Methods: This was a prospective cohort study performed in two centers that included patients that were on maintenance therapy with subcutaneous UST 90 mg every 4 to 8 weeks (W) after receiving one IV loading dose. Serial serum UST concentrations and antibodies to UST (ATU) were performed at trough and measured using a drug tolerant homogenous mobility shift assay (HMSA) through the follow-up. serum drug CL was calculated using a population PK model (DOI: 10.1111/bcp.14971) specifically reparametrized using HMSA UST concentrations and ATU status measured at the time of specimen collection. The primary outcome was combined clinical and biochemical remission defined as a Harvey Bradshaw Index <5 and a normal C-reactive protein (CRP <3 mg/L).
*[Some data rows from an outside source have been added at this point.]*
PR #574, opened 2021-11-15
Versioned document

clemens-msupply:
Includes:
- Document repository
- CanonicalJsonValue to serialize a json object in a deterministic way, i.e. to get the same object hash even if input object keys are sorted differently => `hash(obj) == hash(obj')` if `obj` and `obj'` are the same but have differently sorted keys.
- Common ancestor finder: finds the latest common ancestor of two document versions (needed for a three way merge)
- Two and three way merges
- Document Service to add new document versions and proposes a merged document version if there was a concurrent edit

### DIFF
--- a/Cargo.lock
+++ b/Cargo.lock
@@ -1322,6 +1322,9 @@ name = "domain"
 version = "0.1.0"
 dependencies = [
  "chrono",
+ "serde 1.0.130",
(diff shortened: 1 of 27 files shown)


clemens-msupply:
New branch: document-versions-2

Secondary outcome was a normal endoscopic healing index (EHI <20), a validated surrogate marker associated with intestinal endoscopic remission in CD. Receiver operating characteristics (ROC) curves with calculation of AUC, and logistic regression were performed.
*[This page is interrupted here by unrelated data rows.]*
PR #575, opened 2021-11-16
506 auth/permission validation helper and me endpoint

clemens-msupply:
- Add helper method to validate that a user is authenticated and has the correct permissions.
- Add `me` endpoint that uses the helper method
- Refactor the `logout` endpoint to use the helper
- Add debug flag to disable the authentication check and make the user an Admin user

The permission system is work in progress, happy to discuss. For the validation I use some higher order functions to have something like a permission DSL. For example, a complex permission check could look like:
``` rust
validate(..., vec![
   // ANY required roles to access this endpoint
   any(vec![ 
        has_api_role(ApiRole::Support),
        has_api_role(ApiRole::Plugin)
   ]),
   // AND:
   has_store_access((store_id, StoreRole::StoreWorker)),
   // AND all of the following:
   all(vec![
       some(),
       other(),
       role(),
       checker()
   ])
])
```

### DIFF
--- a/graphql/src/schema/queries/me.rs
+++ b/graphql/src/schema/queries/me.rs
@@ -1,10 +1,9 @@
 use async_graphql::*;
-use service::permission_validation::{
-    has_api_role, validate, validation_denied_kind_to_string, ValidationError,
-};
+use service::permission_validation::{has_api_role, validate, ValidationError};
 use service::user_account::{UserAccount, UserAccountService};
 
 use crate::schema::types::{AccessDenied, DatabaseError, InternalError};
+use crate::schema::validation_denied_kind_to_string;
 use crate::ContextExt;
 
 use super::ErrorWrapper;
--- a/graphql/src/schema/queries/me.rs
+++ b/graphql/src/schema/queries/me.rs
@@ -15,11 +15,12 @@ pub struct Me {
 
 #[Object]
 impl Me {
-    /// User id of the logged out user
+    /// Internal user id
     pub async fn user_id(&self) -> &str {
         &self.user.id
     }
 
+    /// The user's email address
     pub async fn email(&self) -> &Option<String> {
         &self.user.email
     }
--- a/graphql/src/schema/queries/me.rs
+++ b/graphql/src/schema/queries/me.rs
@@ -1,0 +1,83 @@
+use async_graphql::*;
+use service::permission_validation::{
+    has_api_role, validate, validation_denied_kind_to_string, ValidationError,
+};
+use service::user_account::{UserAccount, UserAccountService};
+
+use crate::schema::types::{AccessDenied, DatabaseError, InternalError};
+use crate::ContextExt;
+
+use super::ErrorWrapper;
+
+pub struct Me {
+    pub user: UserAccount,
+}
+
+#[Object]
+impl Me {
+    /// User id of the logged out user
+    pub async fn user_id(&self) -> &str {
+        &self.user.id
+    }
+
+    pub async fn email(&self) -> &Option<String> {
+        &self.user.email
+    }
+}
+
+#[derive(Interface)]
+#[graphql(field(name = "description", type = "&str"))]
+pub enum MeErrorInterface {
+    AccessDenied(AccessDenied),
+    DatabaseError(DatabaseError),
+    InternalError(InternalError),
+}
+
+pub type MeError = ErrorWrapper<MeErrorInterface>;
+
+#[derive(Union)]
+pub enum MeResponse {
+    Error(MeError),
+    Response(Me),
+}
+
+pub fn me(ctx: &Context<'_>) -> MeResponse {
+    let user = match validate(
+        ctx.get_connection_manager(),
+        ctx.get_auth_data(),
+        &ctx.get_auth_token(),
+        vec![has_api_role(service::permissions::ApiRole::User)],
+    ) {
+        Ok(value) => value,
+        Err(err) => {
+            let error = match err {
+                ValidationError::Denied(denied) => MeErrorInterface::AccessDenied(AccessDenied(
+                    validation_denied_kind_to_string(denied),
+                )),
+                ValidationError::InternalError(err) => {
+                    MeErrorInterface::InternalError(InternalError(err))
+                }
+            };
+            return MeResponse::Error(ErrorWrapper { error });
+        }
+    };
+
+    let user_service = UserAccountService::new(&user.connection);
+    let user = match user_service.find_user(&user.user_id) {
+        Ok(Some(user)) => user,
+        Ok(None) => {
+            return MeResponse::Error(ErrorWrapper {
+                error: MeErrorInterface::InternalError(InternalError(
+                    "Can't find user account data".to_string(),
+                )),
+            })
+        }
+        Err(err) => {
+            return MeResponse::Error(ErrorWrapper {
+                error: MeErrorInterface::DatabaseError(DatabaseError(err)),
+            })
+        }
+    };
+
+    MeResponse::Response(Me { user })
+}
--- a/graphql/src/schema/queries/me.rs
+++ b/graphql/src/schema/queries/me.rs
@@ -9,12 +9,12 @@ use crate::ContextExt;
 
 use super::ErrorWrapper;
 
-pub struct Me {
+pub struct User {
     pub user: UserAccount,
 }
 
 #[Object]
-impl Me {
+impl User {
     /// Internal user id
     pub async fn user_id(&self) -> &str {
         &self.user.id
@@ -28,21 +28,21 @@ impl Me {
 
 #[derive(Interface)]
 #[graphql(field(name = "description", type = "&str"))]
-pub enum MeErrorInterface {
+pub enum UserErrorInterface {
     AccessDenied(AccessDenied),
     DatabaseError(DatabaseError),
     InternalError(InternalError),
 }
 
-pub type MeError = ErrorWrapper<MeErrorInterface>;
+pub type UserError = ErrorWrapper<UserErrorInterface>;
 
 #[derive(Union)]
-pub enum MeResponse {
-    Error(MeError),
-    Response(Me),
+pub enum UserResponse {
+    Error(UserError),
+    Response(User),
 }
 
-pub fn me(ctx: &Context<'_>) -> MeResponse {
+pub fn me(ctx: &Context<'_>) -> UserResponse {
     let user = match validate(
         ctx.get_connection_manager(),
         ctx.get_auth_data(),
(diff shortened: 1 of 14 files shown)


graphql/src/schema/types/mod.rs
```diff
@@ -233,6 +236,20 @@ impl From<RepositoryError> for NodeError {
...
+
+pub struct AccessDenied(pub String);
+
+#[Object]
+impl AccessDenied {
+    pub async fn description(&self) -> &'static str {
+        "Access Denied"
+    }
+
+    pub async fn full_error(&self) -> String {
```
andreievg, line 248: maybe -> &str
&self.0

graphql/src/schema/queries/me.rs
```diff
@@ -0,0 +1,84 @@
...
+pub enum MeErrorInterface {
+    AccessDenied(AccessDenied),
+    DatabaseError(DatabaseError),
+    InternalError(InternalError),
+}
+
+pub type MeError = ErrorWrapper<MeErrorInterface>;
+
+#[derive(Union)]
+pub enum MeResponse {
```
andreievg, line 40: maybe UserResponse ? (route can still stay as me, but it seems clearer to api consumer)

graphql/src/schema/queries/me.rs
```diff
@@ -0,0 +1,84 @@
...
+        }
+    };
+
+    let user_service = UserAccountService::new(&user.connection);
+    let user = match user_service.find_user(&user.user_id) {
+        Ok(Some(user)) => user,
+        Ok(None) => {
+            return MeResponse::Error(ErrorWrapper {
+                error: MeErrorInterface::InternalError(InternalError(
+                    "Can't find user account data".to_string(),
```
andreievg, line 72: H, i wonder if we can use existing single record response patter (or extend it generically to include validation errors), generic single record response pattern returns node error (which in turn returns NotFound, which seems the same as "Can't find user account data")

graphql/src/schema/queries/me.rs
```diff
@@ -0,0 +1,84 @@
...
+        ctx.get_connection_manager(),
+        ctx.get_auth_data(),
+        &ctx.get_auth_token(),
+        vec![has_api_role(service::permissions::ApiRole::User)],
+    ) {
+        Ok(value) => value,
+        Err(err) => {
+            let error = match err {
+                ValidationError::Denied(denied) => MeErrorInterface::AccessDenied(AccessDenied(
+                    validation_denied_kind_to_string(denied),
```
andreievg, line 56: Should this mapping be defined in API rather then service ?

service/src/permission_validation.rs
```diff
@@ -0,0 +1,233 @@
...
+            checked_msg.push_str(&name);
+        }
+        (checked_msg.to_owned(), Some(format!("Not {}", checked_msg)))
+    });
+    checker
+}
+
+pub fn has_api_role(role: ApiRole) -> PermissionChecker {
+    Box::new(move |data: &ValidationUserData| {
+        let name = "api role".to_string();
```
andreievg, line 35: Really not a fan of hard coded strings, can this be an enum ?

service/src/permission_validation.rs
```diff
@@ -0,0 +1,233 @@
...
+    checkers: Vec<PermissionChecker>,
+) -> Result<ValidatedUser, ValidationError> {
+    let validated_auth = validate_auth(auth_data, auth_token)?;
+
+    // TODO not used yet here but will be needed later for the PermissionService
+    let connection = match connection_manager.connection() {
+        Ok(con) => con,
+        Err(err) => {
+            error!("validate: Failed to get connection: {}", err);
+            return Err(ValidationError::InternalError(
```
andreievg, line 159: Why not use existing pattern with database error ?

service/src/permission_validation.rs
```diff
@@ -0,0 +1,233 @@
...
+    return Ok(ValidatedUserAuth { user_id, claims });
+}
+
+pub struct ValidatedUser {
+    pub user_id: String,
+    pub claims: OmSupplyClaim,
+    pub permissions: UserPermissions,
+    /// For convenience the connection that is used to validate the user is passed on for further
+    /// use.
+    pub connection: StorageConnection,
```
andreievg, line 142: Can i ask what the convenience is ?

graphql/src/schema/queries/me.rs
```diff
@@ -0,0 +1,84 @@
...
+    Error(MeError),
+    Response(Me),
+}
+
+pub fn me(ctx: &Context<'_>) -> MeResponse {
+    let user = match validate(
+        ctx.get_connection_manager(),
+        ctx.get_auth_data(),
+        &ctx.get_auth_token(),
+        vec![has_api_role(service::permissions::ApiRole::User)],
```
andreievg, line 50: I really like the idea of centrally defining and listing permissions, and I think it's service responsibility ? I am still digesting this, so can't quite figure out the benefit of closures here.  As far as i can see there are two subsets of permissions so far, api and store.

I can't see quite yet what a global static permission list can't do that closure DSL can.

i.e.
```rust
enum Route {
   Me,
   Invoice,
   Invoices,
   InsertOutboudShipmnet,
   UpdateInboundShipment,
   ...
}

struct RoutePermission {
   api: Option<Vec<ApiRole>>,
   store_restrictions: Option<Vec<StoreRole>>
}

// Global permission definition

let permissions: HashMap<Route, RoutePermission> = HashMap::new();

permissions.insert(Route::Me, RoutePermissions {
     api: Some(vec![ApiRole::Admin, ApiRole::User]),
     store_restrictions: None,
 });

permissions.insert(Route::InsertOutboundShipment, RoutePermissions {
     api: Some(vec![ApiRole::Admin, ApiRole::User]),
     store_restrictions: Some(vec![StoreRole::EditOutboundShipments]),
 });

```

andreievg (commented):
Still getting my head around it.

Main point, i am trying to understand the need for DSL and closure use, see comments below

graphql/src/schema/types/mod.rs
clemens-msupply: It says:

error[E0515]: cannot return value referencing temporary value
   --> graphql/src/schema/types/mod.rs:242:1
    |
242 | #[Object]
    | ^^^^^^^^^ returns a value referencing data owned by the current function
...
249 |         &format!("{:#}", self.0)
    |          ----------------------- temporary value created here
    |
    = note: this error originates in the attribute macro `Object` (in Nightly builds, run with -Z macro-backtrace for more info)

graphql/src/schema/queries/me.rs
clemens-msupply: done in 98afae0

graphql/src/schema/queries/me.rs
clemens-msupply: Think its nice to have a central place to have an overview on all permissions. On the other hand its a bit of a pain to develop because you have another file to touch when adding a new endpoint. Are there any other advantages to have it centrally? seems to be simpler to me to just have it inlined.

This was the auth lib I ran into when looking up ffi for the plugins:
https://docs.osohq.com/rust/getting-started/quickstart.html
Not sure if its a good idea seem to be pretty complex...

service/src/permission_validation.rs
clemens-msupply: The `validate` method needs to read the permissions from the DB. So either you open a connection before doing the auth check and pass it to `validate` or you safe some boilerplate and do it in `validate` and return the connection for further use.

service/src/permission_validation.rs
clemens-msupply: Yes right, I tried to minimize the errors that needs to be handled though, i.e. when using the validation method only two errors need to be handled, AccessDenied and InternalError.

DB connection error is an internal errors really, it shouldn't really happen in normal operation.

graphql/src/schema/queries/me.rs
clemens-msupply: Is "user account not found" a really error though? For example, if you delete a user you should have invalidated the existing tokens and this code shouldn't be reached. Its nothing the frontend should care about.

graphql/src/schema/queries/me.rs
clemens-msupply: Thanks done in 970b34c

service/src/permission_validation.rs
clemens-msupply: I think I have to have a good look at the PermissionChecker return value anyway. The returned name was just to generate more meaningful error messages in the `any` checker. This can probably be done in a nicer way.

graphql/src/schema/types/mod.rs
andreievg: I was meaning
```rust
 pub async fn full_error(&self) -> &str {
        &self.0
    }
```

graphql/src/schema/queries/me.rs
andreievg: There is a bunch of places (for single record node responses) where the code is technically unreachable (database error like this) but we still have to handle a case and return not found error. I guess it's fine to return InternalError, but was hoping we could keep consistency.  Anyways this can be done further up the track when we do authorisation errors on existing queries/mutations and see maybe we can see if we can consolidate.

service/src/permission_validation.rs
andreievg: oki

service/src/permission_validation.rs
andreievg: Sorry, I still don't understand, what is the boilerplate you are saving ? You are still getting connection inside validate so what is saved by extracting it further up ? Also this is not being done inside transaction so why wouldn't both validate and other methods that use it further get another connection ?

graphql/src/schema/queries/me.rs
andreievg: > On the other hand its a bit of a pain to develop because you have another file to touch when adding a new endpoint. Are there any other advantages to have it centrally? seems to be simpler to me to just have it inlined.

To me, having a central definitions of permissions is a better structure (it's easy to see full overview of permissions for all queries, and separates functional area by context). 

Also it's much easier to do the testing at service end rather then graphql (you wouldn't be able to split the mapping and service test by having this inline in query)

Lastly, personally, I really think it's trivial to edit another file (we've already split the object up in a way where you have to edit multiple files for adding new queries  -> repository data type is different from query data type, there is also the domain type, there is a service for a query). I think API should be `just` for mapping.

andreievg (approved):

andreievg:
I've been thinking about the requirement to use closures, we can group validations by condition quite easy without closures:

```rust
pub enum PermissionDSL {
   HasApiRole(ApiRole),
   HasStoreAccess(StoreRole),
   And(Vec<PermissionDLS>),
   Or(Vec<PermissionDSL>),
   Any(Vec<PermissionDSL>)
}

// ... Central definition

use PermissionDSL::*;
// route Me
permissions.insert(Route::Me, HasApiRole(ApiRole::User));

// route Complex DSL

permissions.insert(
    Route::Complex,
    And(vec![
        Any(vec![
            HasApiRole(ApiRole::Support),
            HasApiRole(ApiRole::Plugin),
        ]),
        HasStoreAccess(StoreRole::StoreWorker),
        All(vec![Some(), Other(), Role(), Checker()]),
    ]),
);
```

This leaves one more scenario where closures inline in query can be beneficial, and that is if they have dynamic parameters that need to be evaluated by permission validation that come from say input. I really can't think of a use case where these dynamic parameters need to exist, and if they do need to be present we can do an another enum varian of in data for validation with extra parameters being passed through

service/src/permission_validation.rs
clemens-msupply: Its just to avoid doing the error handling for the connection error twice, i.e. the possible db connection error when fetching user permissions and the connection error when getting the connection for the actual request... Not strong about it.

clemens-msupply:
Cool lets do the PermissionDSL! probably easier if we don't need anything more complex anyway

graphql/src/schema/types/mod.rs
clemens-msupply: thanks dee29f7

Results: 80 patients with CD were enrolled (median age=42 [IQR: 28-58] years, median weight=76 [IQR: 62-87] Kg, 52% female) and evaluated across 308 UST dose cycles (3.9 cycles per patient, n=92 cycles with every 4W interdose interval). Median UST concentration and CL were 4.9 µg/mL (IQR: 3.0-8.5 µg/mL) and 0.152 L/day (IQR: 0.122-0.185 L/day), respectively. Clinical + biochemical remission and a EHI < 20 had been achieved in 28% and 21% of the cycles, respectively. No ATU was detected in any sample. In the ROC analysis, UST CL was better associated with remission than concentrations (AUC=0.696±0.032 vs 0.626±0.035; p=0.017). The trough concentration and drug CL cutoffs best associated with remission were >4.5 µg/mL and <0.156 L/day, respectively. At those thresholds, there was a 1.7-fold (95%CI: 1.0-2.9; p=0.038) and 5.6-fold (95%CI: 3.1-10.3; p<0.001) higher likelihood of achieving remission, for concentrations and CL, respectively (Figure 1). Similar results were observed with the EHI (OR=2.43 95%CI: 1.34- 4.4, p=0.003 and OR=2.03 95%CI: 1.14,3.6; p=0.016; respectively).
Conclusion: The calculation of UST CL may offer a better value when using TDM in patients with non-response to UST and adds to the body of evidence that this outcome measure may be more clinically relevant than concentrations themselves.